Even in the US, which strives to position itself as the world’s policeman, the Federal Bureau of Investigations (FBI) recorded 609 000 cases of missing people  in 2019, which by end of that year had reduced to 87 500.

The bureau also indicated that from 2010 to 2017, 350 people were abducted in the US. Going by these figures, it is the US which has a crisis on its hands.

Needless Western groups
Former US ambassador to Zimbabwe, Bruce Warton, and his colleagues in the so-called Zimbabwe Working Group should focus their efforts on their own country and other nations, which are battling with real human rights abuse-based crisis.

Instead of creating shadowy groups and cheekily naming them after Zimbabwe, they should form groups and name them after the US and other countries, which are facing real crisis.

Zimbabwe does not need strange Western groups. It needs sincere friends to partner it in tackling its challenges.

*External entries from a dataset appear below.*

PR #123, opened 2025-04-14
fix: prevent multiple active sessions for the same quiz

### LINKED ISSUE #103: Multiple devices accessing quiz with same quiz_id user_id combo
Add checks to ensure that multiple devices do not use the same quiz at the same time.
- This creates issues in session logic.

Session route logic assumes that there is only one session running at a time wrt (user_id + quiz_id) combination

ananyajain10:
Fixes #103 
Problem: The create_session route allowed multiple sessions for the same user_id + quiz_id combination.
Solution: 
Added a pre-check in the create_session endpoint:
Checks for any existing session with has_quiz_ended: false.
If found, returns a 409 Conflict with an appropriate message.
This ensures that only one active session can exist per user_id + quiz_id at a time.

Show this if session is active and new session creation for same  user_id + quiz_id
image


suryabulusu:
Hey -- we allow for multiple sessions for the same user+quiz combination. Every time a user resumes a session, a new session is created. This allows us to have a sequence of session interactions.

What we don't want: multiple user+quiz combinations in parallel. 

So, you will have to reframe your logic. There's an open PR from my end for this. You can look at it. Please do reach out to me on discord for more info.

Also, you've changed way too many files. Something wrong with pre-commit? Please check.

Thanks!

Issue #19, opened 2017-11-15
EventDefinition / EventReference not taken into account


iamwyza:
For some reason MonoMod is changing how events are being migrated slightly.  I don't know that it actually changes their functionality.  But it seems to take something that is fairly simple and makes it exceptionally verbose.

```csharp
        [HookInfo("Called at the end of the attack function", "HeroController.Attack")]
        public event AfterAttackHandler AfterAttackHook;

        public void AfterAttack(AttackDirection dir)
        {
            AfterAttackHook?.Invoke(dir);
        }

```
is instead moved into the new assembly as:
```csharp
[MonoModAdded]
public void AfterAttack(AttackDirection dir)
{
	AfterAttackHandler afterAttackHook = this.AfterAttackHook;
	if (afterAttackHook == null)
	{
		return;
	}
	afterAttackHook(dir);
}
[MonoModAdded]
[CompilerGenerated]
public void add_AfterAttackHook(AfterAttackHandler value)
{
	AfterAttackHandler afterAttackHandler = this.AfterAttackHook;
	AfterAttackHandler afterAttackHandler2;
	do
	{
		afterAttackHandler2 = afterAttackHandler;
		AfterAttackHandler value2 = (AfterAttackHandler)Delegate.Combine(afterAttackHandler2, value);
		afterAttackHandler = Interlocked.CompareExchange<AfterAttackHandler>(ref this.AfterAttackHook, value2, afterAttackHandler2);
	}
	while (afterAttackHandler != afterAttackHandler2);
}
[MonoModAdded]
[CompilerGenerated]
public void remove_AfterAttackHook(AfterAttackHandler value)
{
	AfterAttackHandler afterAttackHandler = this.AfterAttackHook;
	AfterAttackHandler afterAttackHandler2;
	do
	{
		afterAttackHandler2 = afterAttackHandler;
		AfterAttackHandler value2 = (AfterAttackHandler)Delegate.Remove(afterAttackHandler2, value);
		afterAttackHandler = Interlocked.CompareExchange<AfterAttackHandler>(ref this.AfterAttackHook, value2, afterAttackHandler2);
	}
	while (afterAttackHandler != afterAttackHandler2);
}
```

0x0ade:
That's #14 - I prefer your issue description, so I'll just close that one and rename this one. Thanks for giving an example 👍 

[...]

PR #20, opened 2017-11-17
Attempt to fix EventDefinition and EventReference

iamwyza:
Initial attempt at fixing #19.  Seems to work when the target type doesn't have an existing event, not sure if it will work on overriding.  Other thing that might be broken is attribute duplication.  Not sure why, but it doesn't seem to break anything.

### DIFF
--- a/MonoMod/MonoModder.cs
+++ b/MonoMod/MonoModder.cs
@@ -1296,8 +1296,9 @@ namespace MonoMod {
                 (addMethod = PatchMethod(targetType, adder)) != null)
             {
                 targetEvent.AddMethod = addMethod;
+                /* Old code that would add the base attributes to the add method.  Causes weird behavior.
                 foreach (CustomAttribute attrib in srcEvent.CustomAttributes)
-                    addMethod.CustomAttributes.Add(attrib.Clone());
+                    addMethod.CustomAttributes.Add(attrib.Clone()); */
                 propMethods?.Add(adder);
             }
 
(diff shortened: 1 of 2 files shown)


0x0ade:
Looks great! 👍 

Custom attributes being carried over from the mod's property / event definition to the original one is actually a "feature." Some mods apply custom attributes to the original definition that way.

I'd just merge it immediately, but it sounds like you're not done yet?

iamwyza:
Well I don't know how to fix the duplicate attribute issue.  Basically when it comes over it does this:
(where HookInfo is an attribute)
```csharp
[HookInfo("Some stuff about this thing", "Something Else")]
[method:HookInfo("Some stuff about this thing", "Something Else")]
public event ThingHandler ThingHook;
```

it should only have 1 [HookInfo].

MonoMod/MonoModder.cs
```diff
@@ -1212,6 +1216,110 @@ public virtual TypeReference FindType(string name, bool runtimeName)
...
+            foreach (CustomAttribute attrib in srcEvent.CustomAttributes)
+                targetEvent.CustomAttributes.Add(attrib.Clone());
+
+            MethodDefinition adder = srcEvent.AddMethod;
+            if (adder != null &&
+                (addMethod = PatchMethod(targetType, adder)) != null)
+            {
+                targetEvent.AddMethod = addMethod;
+                foreach (CustomAttribute attrib in srcEvent.CustomAttributes)
+                    addMethod.CustomAttributes.Add(attrib.Clone());
```
0x0ade: @iamwyza I added those two lines for the get, set and other methods in the properties patcher. Someone requested for MonoMod to process attributes added to the property on its "children," too, but I can think of another way to solve that.

Feel free to remove those here and further down :)

iamwyza: Ok.  I'll do that when i get off work, and re-test.  If it works I'll push those changes.  It makes sense as to why it was doing that now that I realize what the reasoning was for it.  It may indeed need to be handled differently, but for now, just cloning the attributes at the top level of the event rather than the backing methods should be sufficient.

PR #22, opened 2017-11-21
Fixes #21

### LINKED ISSUE #21: Duplicate assembly references of differing versions
My target assembly has a reference to mscorlib 2.0.5.0 which I believe is some subset of the Unity version of mscorlib.  I found a way to make my merging DLL to use that, but since MonoMod injects some types into the assembly, that assembly then gets a reference to the mscorlib used by MonoMod, which is mscorlib 2.0.0.0.  This causes weird behavior in unity.  So I then have to open up the assembly in dnspy and save it in order to get it to remove that extra reference.

The types copied from a source assembly should have the reference to mscorlib changed to whatever the target assembly's version is.

iamwyza:
The original fix in #21 was broken because the code that added the module to the cache would find "mscorlib" under it's simple name and assume that was the right one even when the fullname was different.  This now explicitly checks fullname first and only checks short name if fullname was not passed.  

Additionally the logic to determine which was the higher version meant that it never found duplicates if the 2nd version was lower than the 1st.  Now it always finds the highest, regardless of order.

Finally The relink has to happen after MonoModWasHere is added as MonoModWasHere also would reference the version of MonoMod.

### DIFF
--- a/MonoMod/MonoModder.cs
+++ b/MonoMod/MonoModder.cs
@@ -1,4 +1,4 @@
-﻿using Mono.Cecil;
+using Mono.Cecil;
 using Mono.Cecil.Cil;
 using Mono.Cecil.Mdb;
 using Mono.Cecil.Pdb;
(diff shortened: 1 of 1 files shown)


0x0ade:
Thanks for the fix :)

PR #27, opened 2018-07-24
Fixed MonoModConstructor

seanpr96:
Dunno if there's a better util function to use instead of this substring stuff, but I needed this working


0x0ade:
Looks great! I'll need to check if it breaks other existing mods / mod loaders, though.

cc @ZandrXandr can you please test this PR against the games you're modding right now? Or at least hand out a test build of Partiality to a small group.

0x0ade:
I'll just merge this and force everyone to adapt to this instead.

PR #29, opened 2018-10-06
Fix behaviour of MoveAfterLabel

Chicken-Bones:


MonoMod.RuntimeDetour/HookGen/HookILCursor.cs
```diff
@@ -97,17 +92,17 @@ public HookILCursor Clone()
...
-
         public void MarkLabel(HookILLabel label) {
-            _LastLabel = label;
             label.Target = Next;
+            _insertAfterLabels = new [] { label };
         }
 
         public void MoveAfterLabel() {
-            _LastLabel = LabelNext;
+			_insertAfterLabels = HookIL._Labels.Where(l => l.Target == Next).ToArray();
```
0x0ade:
```cs
HookIL._Labels.Where(l => l.Target == Next)
```

This specifically shouldn't be necessary, as each `HookILCursor` just holds what `HookIL` context it belongs to and its `ID`.

Creating a new label checks if there is already an ID assigned pointing to the same target. Setting the target of one label with ID `N` "sets" the target of all labels with ID `N`.

Just wondering, did it not work properly?

0x0ade:
I'll fix some code style issues locally real quick - still at the gamejam

0x0ade:
Done, thanks again :)

PR #39, opened 2019-02-07
Improve aarch64 comments

leo60228:
Remove FIXME (due to it being fixed), and use `.+8` instead of `#8` (I'm unsure if they're equivalent, but `.+8` was used when assembling and `#8` reads as an absolute address).


0x0ade:
`#8` matches the other detours and is what [shell-storm's online assembler and disassembler](http://shell-storm.org/online/Online-Assembler-and-Disassembler/?opcodes=%22%5Cx4f%5Cx00%5Cx00%5Cx58%22&arch=arm64&endianness=little#disassembly) spits out after roundtripping. I'll merge your PR nevertheless.

PR #45, opened 2019-04-11
Free us from the shackles of DMD with EmitDelegate! Down with the oppressors

Chicken-Bones:


0x0ade:
17/10 too many generics

PR #46, opened 2019-04-18
Add FindDeep extension methods

opl-:
Let's add more ~~bloat~~ functionality! Implemented it so might as well make a PR. Feel free to reject it if you feel it shouldn't exist.


opl-:
I just noticed that the build failed and... What? I'm a little confused by this. How can `BaseType` be not found? It quite clearly exists in .NET 3.5 according to the [docs](https://docs.microsoft.com/en-us/dotnet/api/system.type.basetype?view=netframework-3.5)

PR #62, opened 2020-02-04
Add MONOMOD_DEBUGIL_FORMAT=pdb/mdb env var

zatherz:
This PR adds checks for the `MONOMOD_DEBUGIL_FORMAT` env variable and `--pdb`/`--mdb` options to control the output of the DebugIL program. `MONOMOD_DEBUGIL_FORMAT` is case insensitive and may be `PDB` to force PDB output, `MDB` to force MDB output or anything else to default to automatic detection.


zatherz:
Closing (the scope is too small)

If Western powers are not using the false claims of human rights abuses to drive narrow imperialist agendas against Zimbabwe, they should move their efforts to regional countries facing serious security crisis such as the DRC and Mozambique.

Truth be told, the purported Zimbabwean crisis will remain a social media construct propelled by hashtags such as #ZimbabweanLivesMatter borrowed from the genuine hashtag #BlackLivesMatter, which seeks to draw change to the systemic racism that people of colour are subjected to in the US.

Pardon Muzavazi is a researcher and political analyst based in Namibia.